I recently finished reading The Yamas & Niyamas: Exploring Yoga’s Ethical Practice by Deborah Adele, a book that I feel has changed my way of thinking and will hopefully change my way of feeling and acting to a more mindful lifestyle. I was first introduced to the book by one of my teachers at Blossom Yoga. She read to us from the book during opening meditation and final savasana. While I was initially resistant to adding a more spiritual element to what, for me, had been a mostly physical practice, over time I came to understand the importance of connecting the eight limbs of yoga and not simply relying on the physical asana to reap the full potential of its benefits.
Some of the yamas and niyamas were already familiar to me. The yama of ahimsa, or nonviolence, is one of the main tenets of yoga and encompasses both the need to be peaceful and kind toward others and the importance of being compassionate to ourselves. Ahimsa asks us to practice falling in love with ourselves with a forgiving love that accepts our imperfections. The self-care movement is (or should be, when it is not used as a push for consumerism) rooted in nonviolence.
Tapas, or self-discipline, was also something that I have tried to incorporate into my life and my practice as it is the niyama my teacher was focusing our study on when I joined her classes over the summer. Deborah Adele describes tapas as similar to a controlled burn, in which we seek to change ourselves at our core by ridding ourselves of the surrounding layers which do not serve us. Living mindfully helps us find what is humble and truthful at our centres.
Other concepts were new to me, or at least the ways in which they can be incorporated into our lives. Saucha means purity, which is a word that has always had a negative connotation for me due to the ways it has been used to control women and particularly our sexuality. However, the purity of saucha refers to letting our whole being live in the moment that is given to us. There’s also brahmcharya, nonexcess, which does not mean denying ourselves pleasures but instead avoiding overindulgence to the extent that we no longer recognize with gratitude the gifts that life gives us,
Paired with asana, the physical practice, the yamas and niyamas make up three of the eight limbs of yoga, and each of the five yamas and five niyamas offers us something different that helps us to practice mindfulness on and off the yoga mat. Whether you read Deborah Adele’s book, a more traditional text such as The Yoga Sutras of Patanjali, or even simply a blog page that provides an outline, I highly recommend learning about the yamas and niyamas and hopefully you’ll find inspiration for incorporating them into your life.
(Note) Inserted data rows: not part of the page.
PR #32682, opened 2024-06-27
feat: Allow managing association to business units on departments' creation and update

matheusbsilva137:

 - Added a new optional `departmentUnit` object param to `livechat:saveDepartment` Meteor method, `livechat/department` (**POST**) endpoint and `livechat/department` (**PUT**) endpoint;
     - Providing an empty object (`{}`) to this param removes the department from its associated unit (or just doesn't add the department to any unit, if provided on the creation of a new department). Providing `{ _id: undefined }` or `null` triggers the same effect;
     - If no value is provided to this new param, then the association between the department and its unit (if it exists) won't be changed, nor created or removed;
     - When providing a string `_id` field in the object (`{ _id: "unit-id" }`), the department will be associated to the unit with the specified `_id` **IF** the user has the permission to do so.
 - In order to use any of the updated endpoints, the user must have the `manage-livechat-departments` permission (this is already the current behavior), but there are additional conditions to associate a department with a specific unit when the new param is provided:
     - If the user is a **monitor** (role `livechat-monitor`), then they must be a supervisor of the specified unit. That is, they must be linked (as **monitor**) to the specified unit in order to add or remove departments from it;
     - If the user is not a monitor (such as an `admin` or `livechat-manager`), any unit can be associated to the department (on creation or update).
 - Providing any value different from a string to the `_id` field to the new param's object will trigger an error.
 - This is an **additional**/non-blocking operation. No errors are thrown (yet) even if the user tries to add a department to a unit they don't have the permission to manage.

## Steps to test or reproduce

Example request to the `livechat:saveDepartment` method (the new param is the last one that should be provided -- `{\"_id\":\"unit-id\"}` in the example):
```
curl --request POST \
  --url http://localhost:3000/api/v1/method.call/livechat%3AsaveDepartment \
  --header 'Accept: application/json' \
  --header 'X-Auth-Token: f4U57vG-drmhd8hZbKAT_9TTJqW48Y_VB1zle6HWiRf' \
  --header 'X-User-Id: WM8KyWfu6qXDCRZrq' \
  --data '{"message":"{\"msg\":\"method\",\"id\":\"15\",\"method\":\"livechat:saveDepartment\",\"params\":[null,{\"enabled\":false,\"name\":\"My new department5\",\"description\":\"\",\"showOnRegistration\":false,\"showOnOfflineForm\":false,\"requestTagBeforeClosingChat\":false,\"email\":\"my-new-testdep5@example.com\",\"chatClosingTags\":[],\"offlineMessageChannelName\":\"\",\"abandonedRoomsCloseCustomMessage\":\"\",\"waitingQueueMessage\":\"\",\"departmentsAllowedToForward\":[],\"fallbackForwardDepartment\":\"\",\"allowReceiveForwardOffline\":false},[],{\"_id\":\"unit-id\"}]}"}'
```
The command above triggers the creation of a new department associated with the unit with id `unit-id`. Change the first `null` param to a valid `department` string to edit it.

Example request to the `livechat/department` POST endpoint (check the new `departmentUnit` param):

```
curl --request POST \
  --url http://localhost:3000/api/v1/livechat/department \
  --header 'X-Auth-Token: f4U57vG-drmhd8hZbKAT_9TTJqW48Y_VB1zle6HWiRf' \
  --header 'X-User-Id: WM8KyWfu6qXDCRZrq' \
  --data '{
  "department": {
    "name": "Test23456",
    "enabled": true,
    "showOnOfflineForm": true,
    "showOnRegistration": true,
    "email": "bla@bla"
  },
  "departmentUnit": { "_id": "unit-id" }
}'
```

Example request to the `livechat/department/:id` PUT endpoint (check the new `departmentUnit` param -- providing an empty object to it will remove the department from its associated unit):

```
curl --request PUT \
  --url http://localhost:3000/api/v1/livechat/department/666cc15cd32e4e47b82332fd \
  --header 'X-Auth-Token: f4U57vG-drmhd8hZbKAT_9TTJqW48Y_VB1zle6HWiRf' \
  --header 'X-User-Id: WM8KyWfu6qXDCRZrq' \
  --data '{
  "department": {
    "name": "Test23456",
    "enabled": true,
    "showOnOfflineForm": true,
    "showOnRegistration": true,
    "email": "bla@bla"
  },
  "departmentUnit": {}
}'
```

## Further comments

[SUP-613](https://rocketchat.atlassian.net/browse/SUP-613)

[SUP-613]: https://rocketchat.atlassian.net/browse/SUP-613?atlOrigin=eyJpIjoiNWRkNTljNzYxNjVmNDY3MDlhMDU5Y2ZhYzA5YTRkZjUiLCJwIjoiZ2l0aHViLWNvbS1KU1cifQ


apps/meteor/tests/end-to-end/api/livechat/14-units.ts
```diff
@@ -409,4 +413,428 @@ import { IS_EE } from '../../../e2e/config/constants';
...
+				.expect(200)
+				.expect((res) => {
+					expect(res.body).to.have.property('success', true);
+					expect(res.body).to.have.property('department').that.is.an('object');
+					expect(res.body.department).to.have.property('name', departmentName);
+					expect(res.body.department).to.have.property('type', 'd');
+					expect(res.body.department).to.have.property('_id');
+					departmentId = res.body.department._id;
+				});
+		};
```
MarcosSpessatto, line 486: It would be better to move this to the helpers instead and return the departmentId.

apps/meteor/tests/end-to-end/api/livechat/14-units.ts
```diff
@@ -409,4 +413,428 @@ import { IS_EE } from '../../../e2e/config/constants';
...
+			unit = await createUnit(monitor1._id, monitor1.username, []);
+		});
+
+		after(async () => Promise.all([deleteUser(monitor1), deleteUser(monitor2), deleteUnit(unit)]));
+
+		afterEach(() => {
+			if (departmentId) {
+				return deleteDepartment(departmentId);
+			}
+		});
```
MarcosSpessatto, line 504: I suggest keeping the deletion inside of each `it` creating it, otherwise, since it's not applied for all `it`s it could cause confusion on when it should be removed.

apps/meteor/tests/end-to-end/api/livechat/14-units.ts
```diff
@@ -409,4 +413,428 @@ import { IS_EE } from '../../../e2e/config/constants';
 			await deleteUser(user);
 		});
 	});
+
+	const testDepartmentsInUnit = (unitId: string, unitName: string, numDepartments: number) => {
```
MarcosSpessatto, line 417: It would be better to have an object as a parameter here, mainly to avoid magic numbers when calling the function: `testDepartmentsInUnit('test', 'test', 0)`

apps/meteor/tests/end-to-end/api/livechat/14-units.ts
```diff
@@ -409,4 +413,428 @@ import { IS_EE } from '../../../e2e/config/constants';
...
+
+		it('should fail creating a department into an existing unit that a monitor does not supervise', async () => {
+			const departmentName = 'Test-Department-Unit2';
+
+			await createDepartmentInUnit(monitor2Credentials, departmentName, unit._id);
+			await testDepartmentsInUnit(unit._id, unit.name, 0);
+			await testDepartmentAncestors(departmentId, departmentName);
+		});
+
+		it('should succesfully create a department into an existing unit as a livechat manager', async () => {
```
MarcosSpessatto, line 530: Shouldn't we create a case for the `admin`s also?

apps/meteor/tests/end-to-end/api/livechat/14-units.ts
```diff
@@ -409,4 +413,428 @@ import { IS_EE } from '../../../e2e/config/constants';
...
+			await testDepartmentsInUnit(unit._id, unit.name, 1);
+			await testDepartmentAncestors(departmentId, departmentName, unit._id);
+		});
+
+		it('should succesfully create a department into an existing unit that a monitor supervises', async () => {
+			const departmentName = 'Test-Department-Unit3';
+
+			await createDepartmentInUnit(monitor1Credentials, departmentName, unit._id);
+
+			// Deleting a department currently does not decrease its unit's counter. We must adjust this check when this is fixed
```
MarcosSpessatto, line 543: Can you please open a task for it?

apps/meteor/tests/end-to-end/api/livechat/14-units.ts
```diff
@@ -409,4 +413,428 @@ import { IS_EE } from '../../../e2e/config/constants';
...
+
+	describe('[PUT] livechat/department', () => {
+		let monitor1: Awaited<ReturnType<typeof createUser>>;
+		let monitor1Credentials: Awaited<ReturnType<typeof login>>;
+		let monitor2: Awaited<ReturnType<typeof createUser>>;
+		let monitor2Credentials: Awaited<ReturnType<typeof login>>;
+		let unit: IOmnichannelBusinessUnit;
+		let department: ILivechatDepartment;
+
+		const updateDepartment = (userCredentials: Credentials, departmentId: string, updatedName: string, unitId?: string) => {
```
MarcosSpessatto, line 557: I'm almost sure we already have a helper function that does that.

apps/meteor/tests/end-to-end/api/livechat/14-units.ts
```diff
@@ -409,4 +413,428 @@ import { IS_EE } from '../../../e2e/config/constants';
...
+		});
+
+		it("should fail updating a department's unit when providing an invalid _id type in the department unit object", () => {
+			const updatedName = 'updated-department-name';
+			return request
+				.put(api(`livechat/department/${department._id}`))
+				.set(credentials)
+				.send({
+					department: { name: updatedName, enabled: true, showOnOfflineForm: true, showOnRegistration: true, email: 'bla@bla' },
+					departmentUnit: { _id: true },
```
MarcosSpessatto, line 613: What about when it provides a valid input (string) but for a non-existing unit ?

apps/meteor/tests/end-to-end/api/livechat/14-units.ts
```diff
@@ -409,4 +413,428 @@ import { IS_EE } from '../../../e2e/config/constants';
...
+				.post(methodCall('livechat:saveDepartment'))
+				.set(credentials)
+				.send({
+					message: JSON.stringify({
+						method: 'livechat:saveDepartment',
+						params: [
+							'',
+							{ name: 'Fail-Test', enabled: true, showOnOfflineForm: true, showOnRegistration: true, email: 'bla@bla' },
+							[],
+							{ _id: true },
```
MarcosSpessatto, line 769: Same as before

apps/meteor/tests/end-to-end/api/livechat/14-units.ts
```diff
@@ -409,4 +413,428 @@ import { IS_EE } from '../../../e2e/config/constants';
...
+			await createDepartmentWithLivechatMethod(monitor2Credentials, testDepartmentId, departmentName);
+			await testDepartmentsInUnit(unit._id, unit.name, 1);
+			await testDepartmentAncestors(testDepartmentId, departmentName, unit._id);
+			await deleteDepartment(testDepartmentId);
+		});
+
+		it('should succesfully create a department in a unit that a monitor supervises', async () => {
+			await createDepartmentWithLivechatMethod(monitor1Credentials, '', departmentName, unit._id);
+
+			// Deleting a department currently does not decrease its unit's counter. We must adjust this check when this is fixed
```
MarcosSpessatto, line 835: Same

apps/meteor/tests/end-to-end/api/livechat/14-units.ts
MarcosSpessatto, line 1: I think we should not encapsulate especially the assertion into functions, otherwise is really hard for the test readers to know what's going on. I agree we must have helper functions to create/update/delete stuff, but I think we must have the assertions inside each `it`. It's preferrable for the helper functions to interact with the API and return data, so we can make the assertion explicitly.

apps/meteor/ee/app/livechat-enterprise/server/hooks/manageDepartmentUnit.ts
```diff
@@ -0,0 +1,51 @@
+import type { ILivechatDepartment, IOmnichannelBusinessUnit } from '@rocket.chat/core-typings';
+import { LivechatDepartment, LivechatUnit } from '@rocket.chat/models';
+
+import { hasAnyRoleAsync } from '../../../../../app/authorization/server/functions/hasRole';
+import { callbacks } from '../../../../../lib/callbacks';
+import { getUnitsFromUser } from '../methods/getUnitsFromUserRoles';
+
+callbacks.add(
+	'livechat.manageDepartmentUnit',
+	async ({ userId, departmentId, unitId }) => {
```
MarcosSpessatto, line 10: Could we create unit tests for this? You don't need to simulate the callback executing in order to test that, it's acceptable to extract the callback function into a function and export it, so it helps you to test that.

MarcosSpessatto (changes requested):

apps/meteor/app/livechat/imports/server/rest/departments.ts
```diff
@@ -57,10 +57,18 @@ API.v1.addRoute(
 			check(this.bodyParams, {
 				department: Object,
 				agents: Match.Maybe(Array),
+				departmentUnit: Match.Maybe({ _id: Match.Optional(String) }),
```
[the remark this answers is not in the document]
matheusbsilva137: Since we're also allowing users to remove departments from units here, I thought the distinction between `undefined` and `null` could be misleading like this
I mean, in order to remove a department from a unit, users would need to provide `{}` or `{ _id: undefined }`, while if we didn't have an object, just `null` would need to remove the department from its unit. So I felt that having an object would avoid users to perform this action by mistake
wdyt? should we change this?

apps/meteor/ee/server/models/raw/LivechatUnit.ts
```diff
@@ -109,28 +108,12 @@ export class LivechatUnitRaw extends BaseRaw<IOmnichannelBusinessUnit> implement
...
 		for await (const departmentId of departmentsToSave) {
-			await LivechatDepartment.updateOne(
-				{ _id: departmentId },
-				{
-					$set: {
-						parentId: _id,
-						ancestors,
-					},
-				},
-			);
```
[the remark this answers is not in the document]
matheusbsilva137: I'm using this same update in the callback I created, that's why I decided to put it in a function so that it can be used here and reused in my callback. Do you think I should rewrite this update in my callback instead?

apps/meteor/ee/app/livechat-enterprise/server/hooks/manageDepartmentUnit.ts
```diff
@@ -0,0 +1,51 @@
...
+		const units = await getUnitsFromUser(userId);
+		const isLivechatManager = await hasAnyRoleAsync(userId, ['admin', 'livechat-manager']);
```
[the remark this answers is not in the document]
matheusbsilva137: This is being considered in `getUnitsFromUser`. This only gets the units that the user "has access to"
I'll improve the variable name to make this clear

apps/meteor/app/livechat/server/lib/LivechatTyped.ts
```diff
@@ -1879,16 +1879,20 @@ class LivechatClass {
 	 * @param {string|null} _id - The department id
 	 * @param {Partial<import('@rocket.chat/core-typings').ILivechatDepartment>} departmentData
 	 * @param {{upsert?: { agentId: string; count?: number; order?: number; }[], remove?: { agentId: string; count?: number; order?: number; }}} [departmentAgents] - The department agents
+	 * @param {{_id?: string}} [departmentUnit] - The department's unit id
 	 */
 	async saveDepartment(
+		userId: string,
```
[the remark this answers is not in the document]
matheusbsilva137: Hmmm I believe we don't need to. It's already validated by the Meteor method that calls this function (this function is also called by an endpoint, but we don't need validations for this flow)

packages/rest-typings/src/v1/omnichannel.ts
```diff
@@ -575,7 +575,8 @@ type POSTLivechatDepartmentProps = {
 		chatClosingTags?: string[];
 		fallbackForwardDepartment?: string;
 	};
-	agents: { agentId: string; count?: number; order?: number }[];
+	agents?: { agentId: string; count?: number; order?: number }[];
```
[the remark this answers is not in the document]
matheusbsilva137: Yes, it was intended. I believe we created the type incorrectly
We use meteor check in this endpoint and the validation we have there allows this param to be undefined (check this [here](https://github.com/RocketChat/Rocket.Chat/blob/eb5f93c8dc16eba7682381dbbb7b0dd458ad6903/apps/meteor/app/livechat/imports/server/rest/departments.ts#L59))
Also, we already have a fallback for when this is undefined (check this [here](https://github.com/RocketChat/Rocket.Chat/blob/eb5f93c8dc16eba7682381dbbb7b0dd458ad6903/apps/meteor/app/livechat/imports/server/rest/departments.ts#L62))
wdyt?

apps/meteor/tests/end-to-end/api/livechat/14-units.ts
matheusbsilva137: I'll use the `createDepartment` helper we already have, instead (and just add some new params to it). We should just update this existing helper function at some point so that params are passed through an object
Please tell me if you think I should add a new helper instead

apps/meteor/tests/end-to-end/api/livechat/14-units.ts
matheusbsilva137: We only have one for the playwright/e2e tests. I believe it's better to have a new one for the API tests, right?
I'll improve this function and move it to the helpers

apps/meteor/tests/end-to-end/api/livechat/14-units.ts
matheusbsilva137: We'd need a new callback for validating this case (since the code we need for this validation is in EE) :grimacing: . That's why I decided to keep the association to a unit as an "additional" action and not throw any errors in this case
Do you think we should add a callback to implement this validation?

apps/meteor/app/livechat/imports/server/rest/departments.ts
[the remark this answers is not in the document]
MarcosSpessatto: No, I think your idea is fine, just wanted to understand it.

When I go to yoga class, there may be others who are not doing yoga as I do. When I go about my life there may be others who do not go about their lives as I do. I cannot control their actions, but I can control my emotions and whether or not I let their actions effect my emotions toward them or toward myself. It is a simple concept that can be so difficult to put into practice. We are human and therefore imperfect–I may still feel a twinge of annoyance the next time the girl in my yoga class gets up to leave as soon as the instructor invites us into savasana–but I can feel at peace with my efforts to live more mindfully and bring balance to my life.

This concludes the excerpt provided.